Hi Just wondering if anyone knows of a good foundation for the face (pale skin) that blends in well with dream tan and doesnt look orange in comparison in stage lighting. Jo suggested the maybelline cream mousee foundation, not sure what colour, if anyone has any ideas!!! Dream tan on the face tends to cause my skin to clog up!!


----------



## Guest (Apr 16, 2006)

Hi Kirsten

Ruby Miller (can get it from Boots) matches up with Dream Tan perfectly. It's about £19.00. They do a base colour that you mix it with so it gives that bronze look like dream tan does.

Hope this helps

Karen


----------



## kirstenc (Apr 3, 2006)

Thanks Karen. Is it a liquid foudation then buy the base colour separately b4 applying the foundation on the top?


----------



## Guest (Apr 18, 2006)

Hi Kirsten

Sorry for the delay in getting back. They are both liquid formulas. Best thing to do is mix both the base colour and the actual foundation together to get the right colour. Also it is easier to put on.

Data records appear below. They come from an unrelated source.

Issue #688, opened 2020-04-23
Unable to get past "hide goal" phase at the very first tutorial


ilgazcan:
Hello,

I was unable to do anything after the "Goal To Reach" window pops up. When I click any of the window buttons of the goal window, nothing happened. Then I tried to write down `hide goal` on the console; no luck either. 

This error comes up on the browser console: `this.goalVis is undefined`

I tried this on an Ubuntu Linux, Firefox, Brave and Chrome's latest browsers. I saw the issue on every one of them

Thanks!

elodg:
Same issue here. Goal dialog cannot be closed.

shubham908:
I am also getting the same issue. It worked fine just an hour back but now it has this issue.

neilteng:
just facing the same issue

ChangMarkusYu:
Facing the same issue here. Goal dialog cannot be closed and the visuals inside the goal window aren't displaying either.

abc12345131:
Same thing here. I'm a first time user, I thought it's my problem until I saw this issue.

owleyes:
Same here. Reproduced on the following three browsers before I came here to check if others see the same issue.


- Brave Version 1.7.98 Chromium: 81.0.4044.113 (Official Build) (64-bit)
- Chrome Version 81.0.4044.122 (Official Build) (64-bit)
- Safari  Version 81.0.4044.122 (Official Build) (64-bit)

ValentiWorkLearning:
The same issue.

iantolan11:
I think adding:
  <script defer src="lib/jquery-ui-1.9.0.custom.min.js"></script>
to line 361 of src\template.index.html might fix this

shinyT:
the sme issue

Liji-i:
Just facing the same issue. I have tried chrome and edge. Neither works.

hong4rc:
> I think adding either:
> 
> <script defer src="lib/jquery-ui-1.9.0.custom.min.js"></script>
> to line 361 of src\template.index.html
> 
> or changing line 95 of gulpfile.js to:
> entries: [...glob.sync('src/**/*.js'), ...glob.sync('src/**/*.jsx'),'lib/jquery-ui-1.9.0.custom.min.js'],
> 
> should fix this

We use jquery 3.5, jquery-ui 1.9 cannot compatible with it, I create a PR to fix this issue.

Quick demo: https://hong4rc.github.io/test/index.html

[...]

PR #689, opened 2020-04-23
Update gulpfile.js

iantolan11:
fixed issue with goal not initializing

### DIFF
--- a/gulpfile.js
+++ b/gulpfile.js
@@ -92,7 +92,7 @@ var buildIndex = function(done) {
 
 var getBundle = function() {
   return browserify({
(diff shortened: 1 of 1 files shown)


iantolan11:
For issue #688

hong4rc:
Merged #686, It can't fix #688, I will create a PR to fix it

pcottle:
I don't think this is needed anymore since we require jquery ui via an explicit require statement and it's packaged in the overall bundle via yarn 🤔

pcottle:
Gonna close this out since I don't think its required :)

When I get home tonight, I will have a look at the bottles I have so I can give you the exact information you would need to go and buy it.

Speak to you soon.

Karen


----------



## Guest (May 10, 2006)

i myself dont bother with foundation , i just put a tiny amount of pro tan on my face with a sponge and very very quickly rub in some vaseline moisturiser so it becomes smooth and easy to rub around the nose and eyes.... its bang on and is the exact colour of the rest of the body and yoiu can go as dark or as light as you prefer with no added costs.

hugs andi


----------



## Truds (May 18, 2006)

Hi!

I use the new Maybelline mousse in 'cocoa' .. goes on really easily and matches with dream tan (#2) really well.


----------



## Malika (Sep 16, 2008)

Girls,

just use an oil free dark foundation, & use a good quality bronzing powder on top(Mac is good).

Just make sure you blend it well with a sponge in the neck area where the tan & foundation will meet :wink:


----------